Network Troubleshooting


Good network troubleshooting is a repeatable process. The goal is not to run every command you know. The goal is to reduce the problem to the smallest failing component and gather evidence before making changes.

1. Define the Symptom Precisely

“The network is down” is not a useful problem statement. Ask:

  • Which users, devices, sites, or applications are affected?
  • Is the problem complete failure, slowness, packet loss, or intermittent behavior?
  • Did it begin at a specific time?
  • What changed shortly before the problem began?
  • Does the failure affect IPv4, IPv6, or both?
  • Can the problem be reproduced?

2. Establish the Scope

Compare a failing client with a working client. Test from the same VLAN, another VLAN, the default gateway, and a remote location. Scope tells you whether to focus on an endpoint, access switch, routing path, service, or broader provider issue.

3. Work Through the Path

Layer or functionQuestions to answer
PhysicalIs the interface up? Are optics, cabling, light levels, errors, or power abnormal?
Data linkIs the port in the correct VLAN? Is the MAC learned? Is spanning tree blocking?
AddressingDoes the client have the correct address, prefix, gateway, and DNS servers?
Neighbor discoveryCan ARP or IPv6 ND resolve the next hop?
RoutingIs there a route in both directions? Is the selected path expected?
PolicyDo ACLs, firewalls, NAT, or security groups permit the traffic?
TransportIs the target port listening? Does the TCP handshake complete?
ApplicationIs DNS correct? Is TLS valid? Is the service healthy?

4. Test Incrementally

ping 127.0.0.1
ping <local-interface-address>
ping <default-gateway>
ping <remote-address>
traceroute <remote-address>
dig <hostname>
curl -v https://example.com/

Each test should answer one question. A successful ping to an IP address but failed access by hostname suggests DNS or application behavior, not a general routing failure.

5. Check Both Directions

Many incidents are caused by missing return routes, asymmetric firewall state, or NAT behavior. A forward path may look correct while response traffic takes another route or is dropped.

6. Use Counters and Logs

  • Interface input and output errors
  • Discards and queue drops
  • CRC errors and speed or duplex mismatch
  • Routing adjacency changes
  • Firewall deny counters
  • DHCP pool utilization
  • CPU, memory, and control-plane load

A counter is most useful when observed over time. Clear a noncritical counter or record its current value, reproduce the problem, and check whether it increases.
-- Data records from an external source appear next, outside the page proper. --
PR #8333, opened 2022-11-10
🖼️ Conversation avatars API

### LINKED ISSUE #927: 🖼️ Conversation avatars

vitormattos:
Fix #927

### 🚧 TODO

- [x] We need OCS API, suggestion: `/api/{apiVersion}/room/{token}/image` - Similar to https://github.com/nextcloud/spreed/blob/master/lib/Controller/TempAvatarController.php
  - [x] POST a new image
    - [x] Needs to validate the file is an image
    - [x] Needs to validate the image is a square and of a supported type (check User avatar code for what we should allow)
    - [x] File should be stored with `OCP\Files\IAppData` with conversation token + file type as name
  - [x] DELETE to remove an image
  - [x] GET which serves the image as FileDisplayResponse
    - [x] Not sure if that works as OCSController, if it does not we need another Controller with another route.
    - [x] If AppData does not have a file with the conversation name, we fall back to returning an icon based on the conversation type
    - [x] If the conversation is a one-to-one conversation we fall back to the user avatar?
    - [x] `/dark` URL for dark avatars
- [x] Add capability
- [x] Add integration tests
- [ ] Adjust "icon url" usage in:
  - [x] activities
  - [x] notifications
  - [x] search results
  - [x] references
  - [ ] etc.

### 🏁 Checklist


lib/Controller/GroupAvatarController.php
```diff
@@ -0,0 +1,176 @@
...
+			);
+		}
+
+		try {
+			$image = new \OC_Image();
+			$image->loadFromData($content);
+			$image->readExif($content);
+			$image->fixOrientation();
+			if (!($image->height() === $image->width())) {
+				throw new NotSquareException($this->l->t('Avatar image is not square'));
```
nickvergessen, line 96: Please throw a normal `InvalidArgumentException` or something instead of using `OC` private classes

nickvergessen (changes requested):

nickvergessen:
Added some todos in the PR description

SystemKeeper:
If this in renamed to a more general "AvatarController", would that supersede the "TempAvatarController" (`temp-user-avatar-api` capability) ?

nickvergessen:
> would that supersede the "TempAvatarController" (temp-user-avatar-api capability) ?

No, as that is still an API that should not be in talk but in server

appinfo/routes/routesGroupAvatarController.php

7. Capture Packets at the Right Point

Packet capture reveals what actually crossed an interface. Capture as close as possible to the suspected failure and use narrow filters to reduce noise.

tcpdump -ni eth0 host 192.0.2.25
tcpdump -ni eth0 port 53
tcpdump -ni eth0 'tcp port 443 and host 203.0.113.10'
tcpdump -ni eth0 -s 0 -w incident.pcap

Useful Wireshark display filters

ip.addr == 192.0.2.25
tcp.port == 443
dns
icmp || icmpv6
tcp.analysis.retransmission
tcp.flags.syn == 1 && tcp.flags.ack == 0

8. Change One Thing at a Time

Multiple simultaneous changes destroy evidence and make rollback difficult. Record the original state, make one controlled change, retest, and revert it if it does not improve the symptom.

Common Patterns

  • Works by IP but not name: DNS resolution, search suffix, or stale cache.
  • Local subnet works, remote does not: Gateway, routing, ACL, or return path.
  • Small packets work, large transfers fail: MTU, PMTUD, tunnel overhead, or MSS.
  • Intermittent loss: Interface errors, congestion, flapping routes, wireless interference, or overloaded state tables.
  • Only one application fails: Port policy, TLS, proxy, load balancer, or application health.
  • Only IPv6 fails: Router advertisements, prefix delegation, DNS AAAA records, firewall policy, or missing return route.

Incident Notes Template

Start time: When the problem was first observed.

Impact: Affected sites, users, services, and protocols.

Known good: Tests and components that work.

Known bad: Reproducible failures and evidence.

Recent changes: Deployments, maintenance, provider work, or configuration changes.

Actions: Commands, captures, changes, and results.

Resolution: Root cause, corrective action, and prevention.